**Provided information:**

PR #2376, opened 2019-10-29
[Modal] Convert modal to function

LauraAubin:

Opening this new PR since the old one https://github.com/Shopify/polaris-react/pull/2341 was closed when the `v5.0.0` branch was deleted.

Some notable changes,

- The activator now uses `useRef` instead of `createRef`.
- The external activator example needs to call `requestAnimationFrame` when focusing the button.

### How to 🎩

### 🎩 checklist

### DIFF
--- a/src/components/Modal/Modal.tsx
+++ b/src/components/Modal/Modal.tsx
@@ -213,7 +213,3 @@ export const Modal: React.FunctionComponent<ModalProps> & {
 };
 
 Modal.Section = Section;
-
-// Use named export once withAppProvider is refactored away
-// eslint-disable-next-line import/no-default-export
-// export default Modal;
--- a/src/components/Modal/Modal.tsx
+++ b/src/components/Modal/Modal.tsx
@@ -1,4 +1,4 @@
-import React from 'react';
+import React, {useState} from 'react';
 import {TransitionGroup} from '@material-ui/react-transition-group';
 import {write} from '@shopify/javascript-utilities/fastdom';
 import {focusFirstFocusableNode} from '@shopify/javascript-utilities/focus';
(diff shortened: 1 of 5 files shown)


src/components/Modal/Modal.tsx
```diff
@@ -62,181 +59,157 @@ export interface ModalProps extends FooterProps {
...
-
-      const body = loading ? (
-        <div className={styles.Spinner}>
-          <Spinner />
-        </div>
-      ) : (
-        content
-      );
+export const Modal: React.FunctionComponent<ModalProps> & {
+  Section: typeof Section;
```
LauraAubin: The `Card` explains why this typing is needed:

> TypeScript can't generate types that correctly infer the typing of subcomponents so explicitly state the subcomponents in the type definition. Letting this be implicit works in this project but fails in projects that use generated *.d.ts files.

src/components/Modal/Modal.tsx
```diff
@@ -62,181 +59,157 @@ export interface ModalProps extends FooterProps {
...
+  onScrolledToBottom,
+  activator,
+  onClose,
+  onIFrameLoad,
+  onTransitionEnd,
+}: ModalProps) {
+  const [iframeHeight, setIframeHeight] = useState(IFRAME_LOADING_HEIGHT);
+
+  const headerId = useUniqueId('modal-header');
+  const activatorRef = React.useRef<HTMLDivElement>(null);
```
LauraAubin: Should these still be private?

src/components/Modal/tests/Modal.test.tsx
```diff
@@ -337,9 +337,17 @@ describe('<Modal>', () => {
       expect(modal.find(Button).exists()).toBe(true);
     });
 
+    it('does not throw an error when no activator is passed in', () => {
```
LauraAubin: @danrosenthal this should fix codecov on the v5 branch.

**Task statement:**
Using the entries, count how many lines contain the string "ModalProps". Write only the number.

**Answer:**
5